The effect was quite immediate. Flurry succumbed to a squeal of mirth and waved her tiny hooves about, unable to escape her father’s ministrations. She babbled and latched onto his snout, giggling as he sat back on his haunches and calmly set about prying her hooves free so he could place her in her seat. “Good morning, Thorax,” he said, idly engaging in a little battle of hoof-baps with my overlady as she tried to regain her hold. “How did you sleep?”

I hesitated. “I don’t think it was well,” I admitted slowly. “I just remember laying down and waking.”

Princess Cadence approached and nuzzled my cheek. “You’ve been thinking a lot lately,” she whispered. “How are you holding up?”

To be honest? I wasn’t certain how to answer.

It certainly wasn’t going well in my head. It certainly wouldn’t go well in practice.

At least, I didn’t see how it could.

My gaze fell to my hooves. I traced an arc in the crystalline floor and stared at the cloudy reflection of my own form.

They wanted me to go to a pony school looking like this?

How had they even convinced those in charge to allow it? Or had they just walked in and said it would be so, and thus it was?

No. Of course not. My hosts were far too kind and thoughtful toward others to make such demands so frivolously. They would have asked and made their case for my presence, just as they had asked me to consider it.

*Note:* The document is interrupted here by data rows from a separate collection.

Issue #510, opened 2016-05-08
Allow dumping files to stdout


fd0:
This is a followup issue to #255: Find a place and implement a command or option that allows dumping a file from a snapshot to stdout.

This allows the following use case:
- Backup an SQL dump with restic: `mysqldump | restic backup --stdin --stdin-filename production.sql`
- Restore it directly: `restic cat-file-to-stdout $SNAPSHOTID production.sql | mysql`

cfcs:
Also somewhat useful for workarounds like the one suggested in https://github.com/restic/restic/issues/949

fd0:
This is done in #1346, there's the new `dump` command. I'm closing this issue.

rawtaz:
Should have been `restore --stdout` instead of `dump`, to be coherent with `backup --stdin`.

PR #1346, opened 2017-10-09
Add dump sub-command for dumping files to stdout

fawick:
I took a stab at addressing #510. This PR adds the `dump` subcommand which allows dumping the contents of a backed-up file to standard output.

Edit: renamed from `catfile` to `dump`


fd0:
I did not have the time to look at the code yet, but I'd like to find a better name instead of `catfile`. And I'd like to propose switching the order of the parameters, "<cmd> <ID> <filename>". What do you think?

fawick:
Thanks for the suggestions! I am going to change the parameter order.

As for the name, I am not attached to  `catfile` which I derived by shortening the clunky `cat-file-to-stdout` that was suggested in #510.  I did not take the time to look for a short one that isn't taken yet (e.g. `cat` or `dump`). Maybe `dumpfile`? I don't really like `printfile`. `catcontent` is all over the internet already, so that's out of the question. ;)

fd0 (changes requested):
Hm, did you forget to push? The commit in this PR still has `cmd_catfile.go` and the command is named `catfile` instead of `dump`?

pvgoran:
I suppose it's already late for this, but I think "catfile" is actually much better than "dump". The latter is too vague, and it invokes associations with functionality that produces lengthy debugging output or something low-level and machine-oriented like this, rather than actual data. Whereas the former unambiguously represents the meaning and intent of the command.

fawick:
Yeah, I committed with `-m`and without adding first or using `-a` and then the push had nothing to do. :-) Corrected now.

fd0:
Hm, @fawick you need to rebase on master first, otherwise there's the old debug `dump` command still present.

I don't really like `catfile`, I'd prefer `dump`. After all, it may just be a huge binary virtual machine image that is written to stdout.. What about `print`?

pvgoran:
> What about print?
"print" suffers from the same drawbacks as "catfile", and doesn't have its advantages. :)

"dumpfile" looks like an acceptable combination of "dump" and "catfile" to me. A bit long, but straightforward.

> otherwise there's the old debug dump command still present.
See what I meant? :)

fd0:
I've removed the `dump` debug command (which should be only active for debug builds) in master a few days ago, so that's not a problem any more. @fawick what do you think about `dumpfile`?

fawick:
According to https://github.com/fawick/restic/commits/cmdCatFile that should already be the case...

I'm only on mobile right now so cannot check what missing here.

fawick:
I missed to test the build with `-tags debug` and did not notice the variable and function name clash. I chose to rename the previous `cmdDump` to `cmdDebugDump` and `runDump` to `runDebugDump`, resp.

fd0 (approved):

fd0:
We'll go with `dump`. Thanks!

I swallowed a mouthful of slime. “What is it that I have to sign for me to go to school?” I asked, my voice strained and barely audible.

I found myself wrapped in an embrace both of hoof and powerful wing for quite some time afterward, the sweet delectable nectar of Princess Cadence’s love, joy, and pride had me filled well until dinner.

“Thank you for being brave,” she whispered in my ear, “and rolling the dice with us one more time.”